In 1972, Dr. Anderson stirred up the physics world with an article in the journal Science called “More Is Different,” which became part of a spirited debate about the widely accepted concept of reductionism in science. Reductionism maintains that everything can be reduced to a few fundamental laws describing the particles that are the basic constituents of matter.
Dr. Anderson focused instead on the limitations of reductionism, arguing that in certain materials entirely different properties emerge when enough individual particles — whether atoms or molecules — are collected together. A single copper atom, for example, has little electrical charge, but millions of copper atoms gathered in a wire can conduct electricity.
His colleague Murray Gell-Mann, who died last May, liked to disparage Dr. Anderson’s field as “squalid state physics,” reflecting the notion that particle physics, Dr. Gell-Mann’s specialty, was a purer and superior endeavor.
Phillip Warren Anderson was born on Dec. 13, 1923, in Indianapolis to Harry Warren Anderson and Elsie Eleanor (Osborne) Anderson and grew up on a farm in Urbana, Ill. His father was a professor of plant pathology at the University of Illinois, Urbana-Champaign; and his mother, a homemaker, was the daughter and sister of professors at Wabash College in Indiana. “On both sides my family were secure but impecunious Midwestern academics,” Dr. Anderson wrote in his Nobel biography.
He attended Harvard University but interrupted his studies during World War II to help build antennas for the Naval Research Laboratory in Washington. After the war he returned to Harvard, where he studied under Dr. van Vleck and completed his doctorate in 1949.
After graduating, he joined Bell Telephone Laboratories, based in Murray Hill, N.J., where he worked for more than 30 years, making several discoveries that contributed to his Nobel Prize, including Anderson localization.

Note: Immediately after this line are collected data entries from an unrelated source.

PR #1619, opened 2018-04-22
changed error messages from cout to cerr

### LINKED ISSUE #1618: line_descriptor module error messages print to stdout
- OpenCV => 3.4.1

##### Detailed description
All error messages in the line_descriptor module prints to stdout.  They should instead print to stderr.

kevinabrandon:
resolves #1618

### This pullrequest changes
This replaces all instances of cout with cerr in the line_descriptor module.

### DIFF
--- a/modules/line_descriptor/src/binary_descriptor.cpp
+++ b/modules/line_descriptor/src/binary_descriptor.cpp
@@ -416,7 +416,7 @@ void BinaryDescriptor::detect( const Mat& image, CV_OUT std::vector<KeyLine>& ke
 {
   if( image.data == NULL )
   {
-    std::cout << "Error: input image for detection is empty" << std::endl;
+    std::cerr << "Error: input image for detection is empty" << std::endl;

In 1962, during his early work with superconductivity, Dr. Anderson published a paper on how photons — the quantum packets of energy that transmit light — acquire mass inside a superconductor. Two years later, his work was cited by Peter Higgs in his theory predicting the existence of an elusive particle that endows other fundamental particles with mass — an idea confirmed in 2012 with the discovery of the Higgs boson, or “God particle.”
In the late 1960s, Dr. Anderson taught part-time at the University of Cambridge in England, and in 1975 joined the department of physics at Princeton University. He retired from Bell Labs in 1984 to become a full-time professor at Princeton, and in 1996 was named the Joseph Henry professor of physics emeritus.

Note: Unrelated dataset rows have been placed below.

PR #1623, opened 2018-04-25
android: fix contrib build

alalek:
Main PR: https://github.com/opencv/opencv/pull/11391

- simplified big/little-endian detection


alalek:
:+1:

He received the National Medal of Science in 1982, along with membership in the Royal Society and an honorary fellowship at Jesus College, Cambridge. In addition, he was a longtime adviser and collaborator at the Santa Fe Institute.
In 1947 he married Joyce Gothwaite. In addition to his daughter, Dr. Anderson is survived by his wife and three nephews.
Dr. Anderson was aware of how daunting his research could appear to outsiders. In 2011, he published a collection of essays, lectures and other writings, “More and Different: Notes From a Thoughtful Curmudgeon,” in which he recalled “the recurring nightmare-like feeling I have when a layman asks me, “Just exactly what did you do to earn the Nobel Prize, Dr. Anderson?”
He was also a first-degree master of the Japanese board game Go. W. Brian Arthur, an economist and professor at the Santa Fe Institute, recalled one evening in the 1990s when a group of colleagues from the institute were discussing board games at a local restaurant, and he asked Dr. Anderson if he played any.
“‘Well, I play a bit of Go,’ he said,” Professor Arthur recalled. “I pressed him. ‘Are you any good at it, Phil?’ ‘Yes,’ he said. ‘How good?’ ‘Well, there are four people in Japan who can beat me.’ Then a long silence. ‘But they meditate,’ he added.”